Isogenic cells were treated with 12 Gy IR and harvested at the indicated time points. Levels of the Chk1 phosphoproteins, Chk1S345-P and Chk1S317-P, Chk1 and Cdc6 were determined by immunoblot. Levels of α-tubulin were assessed as a loading control.

Figure 6. Stabilized Cdc6 facilitates Chk1 phosphorylation, associates with ATR, and controls mitotic entry.

(A) Cdc6 protein stability was analyzed by immunoblot in wild-type and CDK2^−/− cells at the indicated times after cycloheximide treatment. Cdc6 levels were quantitated, normalized to α-tubulin, and represented as a percentage relative to untreated control cells. (B) Physical interaction between endogenous Cdc6 and ATR. Non-denatured cell lysates from the indicated cell lines were collected before or 4 h after 12 Gy IR. Lysates were subjected to immunoprecipitation (IP) with anti–ATR or isotypic control (IgG) antibodies. Samples not subjected to immunoprecipitation were analyzed as whole cell lysate. Levels of ATR and Cdc6 were determined by immunoblot. (C) Isogenic HCT116 cells were transfected with a plasmid expressing HA-tagged Cdc6 (HA-Cdc6). Transfected cells were untreated or treated with 12 Gy IR and lysed after 4 h. Non-denatured cell lysates were subjected to immunoprecipitation (IP) with anti–HA, anti–ATR, or isotypic control (IgG) antibodies. Samples not subjected to immunoprecipitation were analyzed as whole cell lysate. Levels of ATR and HA-Cdc6 were determined by immunoblot. (D–F) U2OS cells were transfected with control (Con) or CDC6 (CDC6) siRNA. (D) Lysates were taken before and 4 h after treatment with 12 Gy IR. Chk1 and Cdc6 levels were analyzed by immunoblot. Relative Chk1-phosphorylation (Chk1-P/Chk1) was determined by quantitation of Chk1S317-P plus Chk1S345-P followed by normalization to total Chk1. (E) Cells were fixed and stained with Hoechst 33258 and subjected to flow cytometry before and 4 h after treatment with 12 Gy IR. (F) Cells fixed and stained for histone H3S10-P before and 24 h after treatment with 4 Gy IR and 1 µg/ml nocodazole, mitotic index was determined by indirect immunofluorescence. Error bars represent s.e.m. from three independent experiments. (G–I) CDK2^−/− P53^−/− cells were transfected with an empty vector or Cdc6 expression vector. (G) Lysates were taken before and 4 h after treatment with 12 Gy IR. Chk1 and Cdc6 levels were analyzed by immunoblot. (H) Cells were fixed and stained with Hoechst 33258 and subjected to flow cytometry before and 4 h after treatment with 12 Gy IR. (I) Cells fixed and stained with Hoechst 33258 before and 24 h after treatment with 12 Gy IR and 0.2 µg/ml nocodazole, mitotic index was determined by fluorescence microscopy. Error bars represent s.e.m. from six independent experiments.

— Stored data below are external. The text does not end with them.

PR #1166, opened 2022-12-08
Refactor controller update to take const setpoint

whoenig:
The update function of controllers should not alter the setpoint itself.
This could lead to unexpected behavior and makes the Python interface for
software-in-the-loop simulation less clean.

The change itself is simple, apart from the PID velocity controller.
Here, there is a small behavior change: when logging, the user-specified setpoint will be shown, not
the intermedate value altered by the controller.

Figure 7. The proposed role of Cdk2 in the p53-independent regulation of Cdk1.

Cdk2 directly phosphorylates at least two proteins, ATRIP and Cdc6, that directly regulate the G₂-M transition via the ATR-Chk1-Cdc25A pathway. The activity of Cdk1 is independently inhibited upon activation of the p53-p21 pathway, which is defective in many cancer cells. See text for additional details.